Since the early 20th century there has been no clear definition of what poetry is. Most postmodern theorists would dismiss any attempt at a definition as useless and dull. So one cannot say that this is not poetry – just perhaps that it is not very poetic poetry. Poetry tends to use highly concentrated language. This is very prosaic language.

Certainly poets have always used verse for political broadsides. There was quite an art to this in England in the 17th and 18th centuries. Alexander Pope’s The Dunciad was an attack on his philosophical rivals. But these polemical poems were set in regular metre and rhyme. The point of writing such arguments in verse was to accomplish an extraordinarily difficult technical feat, a kind of literary acrobatics. Samuel Butler’s Hudibras, a commentary on contemporary politics, also contained writing that was a pastiche of his enemy’s styles (thus at once satire and parody).

There’s no such stylistic ambition on display here.

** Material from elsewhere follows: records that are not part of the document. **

PR #3869, opened 2024-11-21
feat: add cache store parameter on route level basis

### LINKED ISSUE #3854: Enhancement: Allow the cache to specify the namespace on a route level
### Summary

Today, every cached response is cached inside the namespace "response_cache" or any namespace you defined in a root level. However, I would like certain route to be cached on different namespace to manage the cache invalidation differently according to the response.

### Basic Example

```
@get(cache=True, cache_namespace='another_response_cache', sync_to_thread=False)
def cached_handler() -> str:
    # this will use app.stores.get("response_cache")
    return "Hello, world!"
```

### Drawbacks and Impact

_No response_

### Unresolved questions

_No response_

dylandoamaral:
## Description

Allow the user to define on a route level basis what would be the used namespace by overriding the default one. It allows, as an example, to delete some routes easily solely based on the namespace.

This is my first commit in this repository, I don't know if I did it right. Sorry for the inconvenience ! By the way, after reading the documentation for contributing, I don't know when and if I have to run the all-contributors myself.

I will also have to update the documentation, but first I prefer someone to tell me if this feature should be merged or ignored :).

## Closes

Closes #3854


provinzkraut (changes requested):
Hey @dylandoamaral, thanks for the PR!

The change is okay in general, but due to the change in the `get_store_from_app` signature, it would be considered breaking. You could either try to find a way to make this not breaking, or target version 3 by pointing your PR at the `v3.0` branch

dylandoamaral:
Thanks for your response. It is still breaking even with an optional defaulted value ?

provinzkraut:
> Thanks for your response. It is still breaking even with an optional defaulted value ?

Yes, it would.

For example, if someone has overwritten this method in a subclass, it would break for them, because their subclass does not know of this parameter.

dylandoamaral:
Supersed by https://github.com/litestar-org/litestar/pull/3871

Gilbert’s poem also draws much more from the technical constraints of Twitter than from any other formal tradition. (Again, imagine its stanzas being numbered and you can easily see it unscrolling on your screen.) This is a tweetstream by another name.

I’ve written here before about the natural convergence of contemporary poetry and Twitter. The new Rupi Kaur, 28-year-old Najwa Zebian, writes bite-sized inspirational poems for Instagram. (Zebian has lines such as “may your heart / always be kind / even though / the world out there / could shatter you / for being kind.” Her new collection Sparks of Phoenix is about to be published and will doubtless be a bestseller.) Social media, so useful for the broadcasting of pithy ideological stands, is equally useful for the publicizing of one’s immediate emotional suffering, as the public response to plangent laments is immediate and comforting. Furthermore, those two domains – the denunciation of enemies and the proclamation of personal “trauma” – are increasingly the same thing.

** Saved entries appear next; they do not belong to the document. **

PR #3870, opened 2024-11-21
fix: remove optional group for `litestar-htmx`

cofin:
## Description

This PR removes the optional `htmx` group for the project dependencies.  HTMX is a built in feature and is not optional.


provinzkraut (approved):

charles-dyfis-net:
Insofar as the impetus for raising this duplication was a bug encountered in poetry2nix (infinite recursion at evaluation time when Litestar 2.13.0 is in use) -- with this PR merged the bug still is reachable but has a much easier workaround: adding `litestar-htmx` as a direct dependency of the project also using litestar suffices to address it.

It’s true that the labels don’t really matter. An optimist will say that we may be entering a new golden age of accessible and activist poetic writing, one that actually, unlike artsy-fartsy poetry, serves a political function. A new genre may be emerging: the blunt and emotional jeremiad. It won’t be beautiful, but at least it will break free of W. H. Auden’s glum assertion that “Poetry makes nothing happen.”

Meanwhile experimental poets have been using Twitter for some years now as a publishing platform for more cryptic and conventionally poetic lines. Just this morning I saw a Facebook post by the Canadian poet Gregory Betts, who is currently teaching in Dublin. He wrote, “On a day when some poems I thought were poems were politely rejected by a magazine, I received a request from a different, established zine to publish a tweet of mine as a poem.” It’s as if the poet himself can’t tell when he is writing poetry or tweeting. He added, mischievously, “Also, this is a poem.”